Several hours later, Buckingham Palace issued a statement saying that she had passed away peacefully at Balmoral, her Scottish estate. Over the course of the afternoon, all four of her children were either with her or en route to be with her, as were several of her grandchildren.
And it made it, therefore, slightly compelling to see that they were there at the end of her very long life. Now, here, in the hours before that announcement, there were crowds already gathering. They're still here late into the evening, Judy, many thousands of people, many of the streets nearby closed off by police.
Every so often, you will hear a rendition of the national anthem start to break out amongst groups of people here, but, of course, the words change from "God Save the Queen," an anthem the British people have known for 70 years now, to "God Save the King," to celebrate the new King, Charles III.
And, Willem, we know that there's much to come in the days ahead. Tell us a little about what the palace has planned.
Well, of course, you might imagine, Judy, that the specific details of the funeral have been worked on for many, many years.
The palace have not quite released the timetable around that, but, because she's passed away in Scotland, her body will be taken from Balmoral about 40 miles west of the city of Aberdeen to the capital there, Edinburgh. There will be a service of some kind in the main cathedral there, St. Giles, before the body has taken by a special train service all the way south back down to London.
One imagines there will be thousands of mourners lining the track of major station crossings throughout the course of that journey. And when she arrives back here in Buckingham Palace, she will once again lie in state in the throne room in the building behind me, guarded by four members of a British Army regiment, the Grenadier Guards.
Following that, there will be a funeral. We don't yet know the exact date. And, of course, there will be a formal proclamation that King — because Charles is now the king. And I should say that, across the nation, there will be tolling of bells. Many of the masts like the one behind me will be flying half-mast, many of the flags, for many days.

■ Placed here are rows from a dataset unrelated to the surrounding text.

Issue #1739, opened 2022-10-05
Translating pages with many paragraphs via SUMM.AI runs into rate limiting


timobrembeck:
### Describe the Bug

Translating a page which has many paragraphs (or bullet list items) via SUMM.AI may be impossible due to their rate limiting of 15 requests per second (in reality, I managed to send more requests than documented, but at least this is the official limit they're claiming).

### Steps to Reproduce

1. Create page with many HTML segments (`<p>` or `<li>` tags)
2. Translate page into Easy German via SUMM.AI
3. See error (perhaps)

### Expected Behavior

The SUMM.AI API client should inspect the response, and if it is the error which indicates that too many request were sent (HTTP status `429`, see [docs](https://summai.notion.site/SUMM-API-Documentation-fc41fa5ef1434ad2b311be4876b4685a)), delay all other parallel tasks, wait for one minute, resend the failed request(s) and continue.

### Actual Behavior

Currently, the client does not respect the quota and just sends as many requests as there are HTML segments.
Also, it does not stop if it encounters one error - it just finishes all other requests which causes the server to crash and return a less meaningful error message (just internal server error in HTML instead of JSON).

PR #1980, opened 2022-12-19
Respect rate limiting of SUMM.AI API

timoludwig:
### Short description

@Gaston69 @PeterNerlich I took the liberty to open a draft PR from your branch to provide a bit of preliminary feedback.

### Proposed changes

- Pause requests to SUMM.AI API when rate limiting error occurs

### Resolved issues

Fixes: #1739


timoludwig (commented):
Thanks a lot for tackling this issue :muscle: 
I realize this a very complex topic, so kudos that it already goes in the right direction :smile: 

I like the general approach of being "greedy" with the rate limiting and only wait if the server returns the error code, in my experience the server can handle a lot more load than the 15 requests/second which are stated in the API documentation :sweat_smile: 

Nevertheless, I see a few problems with this:
1. The rate limiting code does not seem to work yet, when I tried this out with e.g. 100 pages, it immediately sent all requests out and only waited for 10 of them at a time, but the API server just cares about when a request is started, not when it's response is received on our end.
2. The tests are only testing small components of the implemented classes, and not how they are used in context. So instead of testing each single private method of the API client and the queue, I think it makes more sense to test the view itself - use the existing `test_auto_translate_easy_german` as a guideline how this is done and experiment a bit with it - modify the settings to use lower thresholds, export more pages at once to create more tasks in the queue and check in the end whether each page has been translated completely - then, we can be much more sure that our complete implementation works, not only the internal helper classes, but also how they are used inside the CMS. In my opinion, this also makes the queue tests a bit superfluous - I guess if we translate a queue of 100 pages and in the end all text segments are correctly translated, this kind of proofs that the `next()` method of the queue works etc...
For this purpose, I would also really recommend to go with the existing testing framework of `aiohttp` instead of the custom `MockedRequest` - this way, we could also program a small dummy server which really runs into rate limiting sometimes:
```
async def fake_summ_ai_server(request):
    """
    Create fake responses which simulate the SUMM.AI API server

    :param request: The request
    :type request: aiohttp.web.Request

    :return: The response
    :rtype: aiohttp.web.Response
    """
    if random.getrandbits(1):
        return web.json_response(
            {
                "translated_text": "Hier ist Ihre Leichte Sprache Übersetzung",
                "jobid": "9999",
            }
        )
    else:
        return web.json_response(
            {
                "error": "Too many requests. Please wait and resend your request.",
            }, status=429
        )
``` 
Obviously, it would be even better if this fake server would deterministically return the rate limiting error, e.g. always on the first time, so we can correctly test whether our view re-tries failed requests correctly.

Apart from that, you seem to have some misunderstandings in your git workflow - Some commits which are already on the develop branch, are copied on your branch with a different commit hash (e.g. 0f886f5d14b018a1178186b693a71a39b2cc383e is the correct commit on develop, and on your branch you duplicated it as 4c312cb51f1cb11032bf6614667969d5a3ebc8d1). This is also the reason that the diff of this PR looks weird and includes changes which are already merged into develop. I can only guess how you ended up with this git history, but my assumption is that instead of rebasing your feature-branch onto develop, you seem to either do the opposite (rebasing the develop branch onto your feature branch) or cherry-pickinng specific commits... Also, commit 30c6ed66c905cdac358614ae64c525b9d630b538 looks a bit weird - did you just copy + paste the latest changes from develop into your branch and created a commit from it? This is normally not the intended way of resolving git conflicts - I would suggest to strictly follow the commands described in the [documentation](https://digitalfabrik.github.io/integreat-cms/git-flow.html#rebasing) - and if they don't work for you, we can try to find out the reason for this.

integreat_cms/summ_ai_api/summ_ai_api_client.py
```diff
@@ -85,21 +92,19 @@ async def translate_text_field(self, session, text_field):
...
-                    raise SummAiException(
-                        f"Unexpected API result: {response.status} - {response_data!r}"
-                    )
-                # Let the field handle the translated text
-                text_field.translate(response_data["translated_text"])
-                return text_field
+                if self.check_rate_limit_exceeded(response.status):
+                    # !!! we are not lucky with switching types of return values (text_field when suceeded, string when waiting, none when error)
+                    # what do you suggest?
+                    return self.SIGNAL_WAIT_FOR_NEXT_REQUEST
```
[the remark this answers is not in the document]
PeterNerlich: Yes! This was also what I was thinking about, but in that case I'd strongly prefer if it would be a subclass of `SummAiException` because it just seems sensible – but then we would need to somehow catch any `SummAiException` *except* if it's a `SummAiRateLimitingExceeded`. I looked into this a bit, and I don't think there is a clean way to do this without simply re-raising the exception.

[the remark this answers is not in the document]
timoludwig: Yes, I agree. I mean you could also use `SummAiException` as base class and define `SummAiRateLimitingExceeded(SummAiException)` and `SummAiRuntimeException(SummAiException)` or whatever as subclasses of it. And then raise a `SummAiRuntimeException` or whatever in all non-rate-limiting cases...

integreat_cms/summ_ai_api/summ_ai_api_client.py
```diff
@@ -130,16 +137,43 @@ async def translate_text_fields(self, loop, text_fields):
...
+                This form makes it easy to always have at most n concurrent tasks
+                as well as intermittent wait times through the task generator.
+
+                :returns: A list of task-results
+                :rtype: List
+                """
+                completed = []
+                while len(task_generator):
+                    task = next(task_generator)
+                    result = await task
```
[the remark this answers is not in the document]
PeterNerlich: I see. Yes, we didn't test this out yet. Ideally we would have worked our way through to 100% test coverage on roughly all abstraction levels, but we already had enough trouble trying to get the little we already have, so I don't think we will complete this before opening the PR for real.
Moving `loop.create_task()` down into the worker should not yield any complications I can think of.

integreat_cms/summ_ai_api/utils.py
```diff
@@ -392,3 +395,96 @@ def __repr__(self):
...
+
+        :param task: The task that failed because of the rate limiting
+        :type task: asyncio.Future
+        """
+
+        # Only save current timestamp if this is the first failed request reported
+        if (
+            self.last_rate_limit is None
+            or time.time() - self.last_rate_limit < self.wait_time
+        ):
```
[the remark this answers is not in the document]
PeterNerlich: This is a mistake from copying the condition from lines 444–448, thanks for noticing. We expected to find these kinds of mistakes by writing a sufficient number of tests.

tests/summ_ai_api/summ_ai_test.py
```diff
@@ -222,3 +232,142 @@ async def test_summ_ai_error_handling(
...
+    response_data_translation_succeeded = {
+        "dummy": "dummy",
+        "translated_text": "Das ist einfaches Deutsch.",
+    }
+    assert (
+        SummAiApiClient(
+            MockedRequest(), "form_dummy"
+        ).check_translated_text_is_in_response(response_data_translation_succeeded, 200)
+        is True
+    ), "if translated_text found in reponse-data, check_translated_text_is_in_response should return True"
```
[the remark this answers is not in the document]
PeterNerlich: This is intended to test `SummAiApiClient.check_translated_text_is_in_response()`. Currently it *is* mostly a stub that seems obvious and slightly unnecessary. For philosophy about why this might still be sensible in the long run I suggest asking Ingo or me separately from this PR, I have a feeling this will become quite the extensive discussion.

tests/summ_ai_api/summ_ai_test.py
```diff
@@ -222,3 +232,142 @@ async def test_summ_ai_error_handling(
...
+
+    tasks = [1, 2, 3]
+    # for the test, waiting-time is reduced to 0.5s, default is 60s defined in settings.SUMM_AI_WAIT_FOR_NEXT_REQUEST_AFTER_LIMIT_EXCEEDED
+    task_generator = PatientTaskQueue(tasks, 0.5)
+
+    # Rate limit hit
+    task = next(task_generator)
+    assert task in tasks
+    # we call out a reach the rate limit
+    task_generator.hit_rate_limit(task)
```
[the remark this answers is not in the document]
PeterNerlich: We intended to write tests for (nearly) all abstraction levels, both high level, overarching ones, similar to those that currently make up the bulk of all tests, as well low level ones, testing only single components, ensuring the origin of a breaking change can be quickly located.

tests/summ_ai_api/summ_ai_test.py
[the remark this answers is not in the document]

There will be 10 days of national mourning, a month of mourning, in the court, members of the royal family and their staff wearing black armbands. The royal palace is closed and many other businesses here facing a national public holiday.
Well, clearly, so much tradition, but such a personal outpouring, it's just — it's just a tremendous tribute to see.
Willem Marx, joining us tonight from outside Buckingham Palace.
Thank you, Willem.
And we know one of the queen's favorite homes was Windsor Castle north of London.
Malcolm Brabant was there tonight as Britons absorbed the news of the queen's passing. He sent us this dispatch.
We came to the statue of another great queen, Victoria, to pay tribute to the longest-serving monarch in British history and to mark the end of this Elizabethan era.
And we just wanted to thank the queen for her reign and everything she's done for the country and the world. And we wanted to come tonight to pay our respects.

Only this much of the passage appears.